→ Problem to work on: Only the number is wanted: how many lines of the data contain "meaning"?

════

PR #2323, opened 2024-03-27
infraconfig: additional test cases for VIP mutation

mkowalski:
Contributes-to: OCPBUGS-31424


mkowalski:
/retest-required

This only adds unit tests so I don't care too much what and why failed

PR #2325, opened 2024-03-29
OCPBUGS-30948: Use Patch() instead of Update() for updating the status of network.operator

pliurh:
As we don't enable status subresource in the CRD
networks.operator.openshift.io. We used to use the Update() func to update the status of network.operator. It might mistakenly override some content in the spec. The func ApplyObject with Patch() underneath can avoid such a problem.


kyrtapz:
> As we don't enable status subresource in the CRD networks.operator.openshift.io. We used to use the Update() func to update the status of network.operator. It might mistakenly override some content in the spec. The func ApplyObject with Patch() underneath can avoid such a problem.

I don't see how it is possible for he Update function to change the spec here. I think that the resourceVersion wouldn't match and the request would get rejected. Do you have an example of how this happened in the wild?

pliurh:
> I don't see how it is possible for he Update function to change the spec here. I think that the resourceVersion wouldn't match and the request would get rejected. Do you have an example of how this happened in the wild?

The patch only contains the `status`. The resourceVersion won't be checked for the patch call.
The bug OCPBUGS-30948 is an example. The `egressIP` field will be mistakenly overwritten when set to `false`.  It may be related to  https://github.com/openshift/api/blob/abd990ce290b7e9481e33a1a71e045b39cc77ca1/operator/v1/types_network.go#L175.

kyrtapz:
> The patch only contains the `status`. The resourceVersion won't be checked for the patch call. The bug OCPBUGS-30948 is an example. The `egressIP` field will be mistakenly overwritten when set to `false`. It may be related to https://github.com/openshift/api/blob/abd990ce290b7e9481e33a1a71e045b39cc77ca1/operator/v1/types_network.go#L175.

I do not see how the current approach (with `Update`) could cause any overwriting with the resourceVersion check, I don't think it is possible. Could you share a an order of events/reproducer steps that could help me understand how this happened?

pliurh:
> I do not see how the current approach (with Update) could cause any overwriting with the resourceVersion check, I don't think it is possible. Could you share a an order of events/reproducer steps that could help me understand how this happened?

The reproduction steps are described at https://issues.redhat.com/browse/OCPBUGS-30948. After executing the steps, You will find the `spec.migration.feature.egressIP` field is switched to `true` by CNO, specifically by the `set` function I modified. I suspect it's a bug in the `Update` function when a boolean json field has `true` as the default value with `omitempty`.

pkg/controller/statusmanager/status_manager.go
```diff
@@ -387,7 +388,18 @@ func (status *StatusManager) set(reachedAvailableLevel bool, conditions ...operv
...
+		}
+		// make sure we only update the status field
+		patchData, err := json.Marshal(&st{
+			Status: oc.Status,
+		})
+		if err != nil {
+			return fmt.Errorf("failed to create patch: %v", err)
+		}
+
+		if err := status.client.ClientFor("").CRClient().Patch(context.TODO(), oc, crclient.RawPatch(types.MergePatchType, patchData)); err != nil {
```
kyrtapz, line 402: I don't think that `retry.RetryOnConflict` makes sense with this change?

pkg/controller/statusmanager/status_manager.go
```diff
@@ -316,16 +317,21 @@ func (status *StatusManager) writeHypershiftStatus(operStatus *operv1.NetworkSta
 // Set updates the operator and clusteroperator statuses with the provided conditions.
 func (status *StatusManager) set(reachedAvailableLevel bool, conditions ...operv1.OperatorCondition) {
 	var operStatus *operv1.NetworkStatus
+	oc := &operv1.Network{ObjectMeta: metav1.ObjectMeta{Name: names.OPERATOR_CONFIG}}
 
 	// Set status on the network.operator object
 	err := retry.RetryOnConflict(retry.DefaultBackoff, func() error {
```
kyrtapz, line 323: Is there a point of running the `RetryOnConflict` on a Get?

PR #2326, opened 2024-04-02
SDN-4725:Bump openshift/api

bpickard22:
Brings in new transitSwitch and updated joinSwitch fields


jcaamano:
@bpickard22 we will need a new way to vendor the manifests. @arghosh93 has an attempt [here](https://github.com/openshift/cluster-network-operator/pull/2318/files#diff-ce07b69075d5f4237197bb90b721f2b357c8567a1a8945068239b32e57d85552) but he is missing the 
```
//go:build tools
// +build tools
```
tags.

Which would then enable you to execute `hack/update-codegen.sh` which we need I think.

PR #2327, opened 2024-04-03
OCPBUGS-31528: infraconfig: handle vSphere UPI by not updating any fields

mkowalski:
vSphere UPI is a special platform which uses `platform: vsphere` but its PlatformStatus is `nil`. Because of this, whenever we need to differentiate the migration scenario for vSphere IPI and UPI

* IPI starts upgrade with `nil` PlatformSpec and ends with values copied from PlatformStatus
* UPI starts upgrade with `nil` PlatformSpec and ends with `nil`

Important to note that serialization of `nil` is different than serialization of an empty struct.

Important to note that having Platform defined and empty/nil PlatformStatus is a good enough indicator that we use UPI.

Fixes: OCPBUGS-31528


zhaozhanqi:
pre-merge tested this PR with UPI vsphere and upgrade pass

PR #2328, opened 2024-04-03
SDN-4596: Update (B)ANP CRDs; prepare for GA

tssurya:
This PR updates the ANP/BANP CRDs to reflect the latest changes, i.e egress support and this reflects the release v0.1.3 upstream: https://github.com/kubernetes-sigs/network-policy-api/releases/tag/v0.1.3 (had to change bundle version manually since release is not cut yet but this is just aesthetics) + adds support for `isCIDR()` in the networks peer which is OCP carry only HACK because it hits k/k only in 1.31 release but we have support for this in OCP thanks to https://github.com/openshift/kubernetes/pull/1828

The manual changes are a second commit on top with OCPHACKs title, we should hopefully sync with upstream once we cut a release + we become 1.31 so that network-policy-api repo can also leverage isCIDR()

source-code: https://github.com/tssurya/network-policy-api/tree/final-ocp-crds-4.16-ga

### DIFF
--- a/bindata/network/ovn-kubernetes/common/001-crd.yaml
+++ b/bindata/network/ovn-kubernetes/common/001-crd.yaml
@@ -862,8 +862,9 @@ apiVersion: apiextensions.k8s.io/v1
 kind: CustomResourceDefinition
 metadata:
   annotations:
-    api-approved.kubernetes.io: https://github.com/kubernetes-sigs/network-policy-api/pull/106
-    policy.networking.k8s.io/bundle-version: v0.1.0
+    api-approved.kubernetes.io: https://github.com/kubernetes-sigs/network-policy-api/pull/30
+    policy.networking.k8s.io/bundle-version: v0.1.1
+    policy.networking.k8s.io/channel: experimental
   creationTimestamp: null
   name: adminnetworkpolicies.policy.networking.k8s.io
 spec:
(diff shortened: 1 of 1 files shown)


kyrtapz:
Would it be possible to automate pulling in the CRDs from https://github.com/kubernetes-sigs/network-policy-api/tree/main/config/crd/standard?
`hack/update-codegen.sh` is the right place for that.

tssurya:
> Would it be possible to automate pulling in the CRDs from https://github.com/kubernetes-sigs/network-policy-api/tree/main/config/crd/standard? `hack/update-codegen.sh` is the right place for that.

yes but that is a larger change I think? meaning we have the same problem for syncing crds from ovnk upstream like efw, eip, apbr etc in cno which are done manually. We can have a tech debt cleanup?

kyrtapz:
> > Would it be possible to automate pulling in the CRDs from https://github.com/kubernetes-sigs/network-policy-api/tree/main/config/crd/standard? `hack/update-codegen.sh` is the right place for that.
> 
> yes but that is a larger change I think? meaning we have the same problem for syncing crds from ovnk upstream like efw, eip, apbr etc in cno which are done manually. We can have a tech debt cleanup?

ovn-k upstream CRDs are not versioned so that would be tricky to achieve, it should be doable here if we use a proper version from the upstream repository.
I am ok with doing the automation as a followup considering the CRD is already in CNO anyway. 

/lgtm

PR #2329, opened 2024-04-03
SDN-4114: Add iptables-alerter daemonset

danwinship:
This adds a daemonset that runs a script that periodically:
- lists all local non-`hostNetwork` pods
- checks if iptables rules have been created in that pod's network namespace (other than the rules created by ovn-kubernetes/openshift-sdn)
- logs an Event if so

There was an enhancement for this which never went anywhere, but you can see some discussion of ideas in https://github.com/openshift/enhancements/pull/1509/files.

I actually originally implemented this in MCO via a systemd timer that ran a locally-installed script. But this ran into problems because it had to use kubelet's serviceAccount, and kubelet doesn't have permission to list/create events in all namespaces. So I would have had to create a separate service account and get the credentials installed onto the node but I don't think we have any simple way to do that. So I went with the privileged-DaemonSet-while-loop approach instead.

The script is currently sort of a mess because I wasn't sure if there's a pre-built image that has the binaries I want (particularly `crictl`)...

### DIFF
--- a/manifests/0000_70_cluster-network-operator_03_deployment-ibm-cloud-managed.yaml
+++ b/manifests/0000_70_cluster-network-operator_03_deployment-ibm-cloud-managed.yaml
@@ -94,6 +94,8 @@ spec:
           value: quay.io/openshift/origin-cluster-network-operator:latest
         - name: CLOUD_NETWORK_CONFIG_CONTROLLER_IMAGE
           value: quay.io/openshift/origin-cloud-network-config-controller:latest
+        - name: CLI_IMAGE
+          value: quay.io/openshift/origin-cli:latest
         - name: POD_NAME
           valueFrom:
             fieldRef:
--- a/bindata/network/iptables-alerter/001-rbac.yaml
+++ b/bindata/network/iptables-alerter/001-rbac.yaml
@@ -1,0 +1,32 @@
+---
+apiVersion: rbac.authorization.k8s.io/v1
+kind: ClusterRole
+metadata:
+  name: openshift-iptables-alerter
+rules:
+- apiGroups: ["", "events.k8s.io"]
+  resources:
+  - events
+  verbs:
+  - get
+  - list
+  - create
+---
+apiVersion: v1
+kind: ServiceAccount
+metadata:
+  name: iptables-alerter
+  namespace: openshift-network-operator
+---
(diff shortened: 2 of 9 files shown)


danwinship:
/hold
this is no longer WIP but it is still blocked on https://github.com/openshift/ovn-kubernetes/pull/1946 and https://github.com/openshift/sdn/pull/581

qiowang721:
Hi @danwinship , as per our discussion, currently the script can not detect if i use the iptables-legacy binaries, added a comment about it here for later planning, thanks.

manifests/0000_70_cluster-network-operator_03_deployment-ibm-cloud-managed.yaml
```diff
@@ -94,6 +94,8 @@ spec:
           value: quay.io/openshift/origin-cluster-network-operator:latest
         - name: CLOUD_NETWORK_CONFIG_CONTROLLER_IMAGE
           value: quay.io/openshift/origin-cloud-network-config-controller:latest
+        - name: CLI_IMAGE
```
kyrtapz, line 97: HyperShift configures the CLI image here: https://github.com/openshift/hypershift/blob/f085b411118247a77d6cb5be15b5db4d23a15ad3/control-plane-operator/controllers/hostedcontrolplane/cno/clusternetworkoperator.go#L534

I think that it should be the same one?

kyrtapz (commented):
Looks good to me overall.

manifests/0000_70_cluster-network-operator_03_deployment-ibm-cloud-managed.yaml
danwinship: yes... uh... wait, several other controllers are already using `os.Getenv("CLI_IMAGE")` without us having defined it in CNO's environment previously... how does that work outside of hypershift?

tssurya:
sdn and ovnk PRs have merged
@danwinship we should be good here to remove hold?

kyrtapz:
> sdn and ovnk PRs have merged @danwinship we should be good here to remove hold?

Lets see if it picks anything in CI!
/test e2e-aws-ovn
/test e2e-aws-sdn-upgrade 
/test e2e-hypershift-ovn

PR #262, opened 2020-04-03
Add a Jenkinsfile Runner demo recording to README

oleg-nenashev:
i think it would be great for users to see a simple Pipeline demo on the landing page. Later I plan to switch it to a Vanilla image demo so that everybody can launch the demo in minutes with Docker, but I think we could start from something.

recording


oleg-nenashev:
Will merge so that users see it

PR #265, opened 2020-04-05
Make https default for plugin downloads

### LINKED ISSUE #258: Use HTTPs by default for plugin downloads
Follow-up to https://github.com/jenkinsci/jenkinsfile-runner/pull/252 . Currently Jenkinsfile Runner downloads plugins via HTTP in order to get plugins from mirrors. It would be great to change defaults to HTTPs.

I would expect that runtime plugin downloads are not actively used, but it still worth fixing it.

CC @LinuxSuRen

sladyn98:
This PR aims to make https default for downloading plugins.
Closes: https://github.com/jenkinsci/jenkinsfile-runner/issues/258


sladyn98:
The mirrors still do not support https so I am unsure if it does not find would it default to http 
CC @oleg-nenashev @LinuxSuRen

LinuxSuRen:
I guess we still need to wait until HTTPS is ok.

oleg-nenashev:
Yes, I suggest putting it on hold until the new Mirror infra is rolled out. CC @olblak 
FTR https://issues.jenkins-ci.org/browse/INFRA-2516

rsvoboda:
@oleg-nenashev / @sladyn98 I think this can be rebased and `on-hold` label removed, INFRA-2516 is resolved

oleg-nenashev:
Agreed @rsvoboda

oleg-nenashev:
It worth mentioning that this code will be removed once [Plugin Installation Manager Tool](https://github.com/jenkinsci/plugin-installation-manager-tool) is integrated in #324. I am not a big fan of using on-demand plugin download even with that tool, in the most of cases it is better package plugins in the Build Time while packaging custom JFR images. Good for some demos though

olblak (approved):
\o/ No more HTTP

oleg-nenashev (approved):
Works on my machine (c). I added test coverage in #391 , but this is not a right time to spend too much time on tests for this feature. Tests will be a must when integrating Plugin Installation Manager

PR #267, opened 2020-04-05
Add support for compressed WAR in the `-w` option

### LINKED ISSUE #224: Allow passing a compressed WAR file in the '--war' argument
Currently `--war` option takes a part to the unzipped WAR file directory. Although it is good from the performance point of view, it causes confusion since Jenkinsfile Runner shows an odd behavior (classloading failures) when a WAR file is passed.

I suggest the following behavior:

* If a WAR file is passed, Jenkinsfile Runner automatically unpacks it to a temporary directory OR to a work directory.
** In the case of the work directory (sharing between runs), a checksum should be calculated and persisted somehow to avoid collisions when a source war is changed. Such caching is not mandatory IMHO
* When the option points to a WAR instead of the folder, a warning is printed to indicate the performance implications (WAR unpacking)

CC @btk3000

sladyn98:
This PR aims to allow the jenkinsfile-runner to automatically explode compressed war files.
Closes : #224


bootstrap/src/main/java/io/jenkins/jenkinsfile/runner/bootstrap/Bootstrap.java
```diff
@@ -307,6 +308,15 @@ public int run() throws Throwable {
             return ((IApp) c.newInstance()).run(this);
         }
 
+        // Explode war if necessary
+        if(FilenameUtils.getExtension(warDir.getAbsolutePath()).equals("war")) {
```
oleg-nenashev: Also check that the path is a file?

bootstrap/src/main/java/io/jenkins/jenkinsfile/runner/bootstrap/Bootstrap.java
```diff
@@ -307,6 +308,15 @@ public int run() throws Throwable {
...
+            System.out.println("Exploding jenkins.war, this might take some time.");
```
oleg-nenashev: It does not have to be a Jenkins WAR, would be better to use absolute path here.

bootstrap/src/main/java/io/jenkins/jenkinsfile/runner/bootstrap/Bootstrap.java
```diff
@@ -307,6 +308,15 @@ public int run() throws Throwable {
...
+            String warPath = warDir.getAbsolutePath();
+            warDir = Util.explodeWar(warPath);
```
oleg-nenashev, line 315: would be better to use another variable so that CLI arguments remain immutable

bootstrap/src/main/java/io/jenkins/jenkinsfile/runner/bootstrap/Util.java
```diff
@@ -0,0 +1,49 @@
...
+        Enumeration<java.util.jar.JarEntry> enu= jarfile.entries();
+
+        //Creating working directory
+        String currentDirectory = System.getProperty("user.dir");
+        File destDir = new File(currentDirectory + "/work");
+        //Creating the directory
+        if(destDir.mkdir()) {
+            System.out.println("Work directory has been created successfully at" + destDir.getAbsolutePath());
+        } else {
+            System.out.println("Failed to created directory");
```
oleg-nenashev: throw exception?

bootstrap/src/main/java/io/jenkins/jenkinsfile/runner/bootstrap/Util.java
```diff
@@ -0,0 +1,49 @@
...
+            File file = new File(destDir, je.getName());
+            if(!file.exists()) {
+                file.getParentFile().mkdirs();
+                file = new File(destDir, je.getName());
+            }
+            if(je.isDirectory()) {
+                continue;
+            }
+            InputStream is = jarfile.getInputStream(je);
+            FileOutputStream fo = new FileOutputStream(file);
```
oleg-nenashev: This is not a resource-safe approach. Consider using try-with-resources

bootstrap/src/main/java/io/jenkins/jenkinsfile/runner/bootstrap/Util.java
```diff
@@ -0,0 +1,49 @@
...
+import java.util.Enumeration;
+import java.util.jar.JarEntry;
+import java.util.jar.JarFile;
+
+
+public class Util {
+
+    public static File explodeWar(String jarPath) throws IOException {
+        JarFile jarfile = new java.util.jar.JarFile(new java.io.File(jarPath));
+        Enumeration<java.util.jar.JarEntry> enu= jarfile.entries();
```
oleg-nenashev:
```suggestion
        Enumeration<java.util.jar.JarEntry> enu = jarfile.entries();
```

bootstrap/src/main/java/io/jenkins/jenkinsfile/runner/bootstrap/Util.java
```diff
@@ -0,0 +1,49 @@
...
+
+        //Creating working directory
```
oleg-nenashev: Since you unpack the WAR every time anyway, it would be better to use a temporary directory. Also, using a generic `work` directory might be a problem for other cases, because "work" in Jenkinsfile Runner is likely to represent a workspace instead

bootstrap/src/main/java/io/jenkins/jenkinsfile/runner/bootstrap/Util.java
```diff
@@ -0,0 +1,49 @@
...
+        if(destDir.mkdir()) {
+            System.out.println("Work directory has been created successfully at" + destDir.getAbsolutePath());
+        } else {
+            System.out.println("Failed to created directory");
+        }
+
+        while(enu.hasMoreElements()) {
+            JarEntry je = enu.nextElement();
+            File file = new File(destDir, je.getName());
+            if(!file.exists()) {
```
oleg-nenashev: If the directory exists, it is likely to cause dangerous collisions (new files from new WAR, old files from the old one)

oleg-nenashev (changes requested):
Requesting changes because of the "work directory" handling. The approach is very unreliable for those who are running Jenkinsfile Runner not inside a single-shot instance

bootstrap/src/main/java/io/jenkins/jenkinsfile/runner/bootstrap/Bootstrap.java
sladyn98: Added :+1

bootstrap/src/main/java/io/jenkins/jenkinsfile/runner/bootstrap/Bootstrap.java
sladyn98: Agreed

bootstrap/src/main/java/io/jenkins/jenkinsfile/runner/bootstrap/Bootstrap.java
sladyn98: But `.collectJars(new File(warDir,"WEB-INF/lib"))` would need to pick up the WEB-INF file from the exploded war right, so we might need to change this new exploded file path global so it can be used by all functions or pass it as a parameter

bootstrap/src/main/java/io/jenkins/jenkinsfile/runner/bootstrap/Util.java
sladyn98: Yeah sounds just about right

bootstrap/src/main/java/io/jenkins/jenkinsfile/runner/bootstrap/Util.java
sladyn98: :+1:

bootstrap/src/main/java/io/jenkins/jenkinsfile/runner/bootstrap/Util.java
sladyn98: Yeah created a temporary directory which in linux systems would create something like this
`/tmp/java-5122075410590166027`.  So I created a temp dir in the current working directory.

bootstrap/src/main/java/io/jenkins/jenkinsfile/runner/bootstrap/Util.java
sladyn98: We could delete the temp directory after the class loader has finished loading the necessary classes from the exploded war thus removing this dangerous collision.

sladyn98:
CC @LinuxSuRen

bootstrap/src/main/java/io/jenkins/jenkinsfile/runner/bootstrap/Bootstrap.java
LinuxSuRen: What's the problem without exploding the war file?

sladyn98: > Currently --war option takes a part to the unzipped WAR file directory. Although it is good from the performance point of view, it causes confusion since Jenkinsfile Runner shows an odd behavior (classloading failures) when a WAR file is passed.

Refer: https://github.com/jenkinsci/jenkinsfile-runner/issues/224#issue-518539244

oleg-nenashev:
Sorry for missing it. I will review and hopefully integrate it once CI is back to normal

oleg-nenashev:
#285 should bring CI back to normal

oleg-nenashev:
@sladyn98 could you please merge it with the current origin's master?

oleg-nenashev (approved):
This pull request is definitely right, thanks @sladyn98 !
I might need to make some follow-up adjustments for standalone JAR where the Jar is actually not required. But it is a separate story

PR #268, opened 2020-04-05
Add CODEOWNERS to automate review requests

oleg-nenashev:
subj. CC @jenkinsci/jenkinsfile-runner-developers


oleg-nenashev:
I will proceed as is.

PR #281, opened 2020-05-05
[JENKINS-57441] - Fix warning about missing User config path on startup

oleg-nenashev:
The recent Jetty update in #177 led to the repetition of https://issues.jenkins-ci.org/browse/JENKINS-57441 warnings on newer core baselines. This change replaces the Jetty login service by a mock implementation.

It should not only fix the issue but also improve performance. This approach will likely also impact attempts to connect to Jenkinsfile Runner over user/password authentication, but token authentication should continue working correctly.


oleg-nenashev:
I will merge it into the master branch so that it is built with the actual version when I fix tests

PR #288, opened 2020-05-10
Add separate Dockerfile for Maven Cache

oleg-nenashev:
I am moving Maven Cache to a separate CD flow so that it speeds up local and CI builds for production vanilla images


oleg-nenashev:
CI will fail anyway, so merging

════

→ Answer to the problem: 2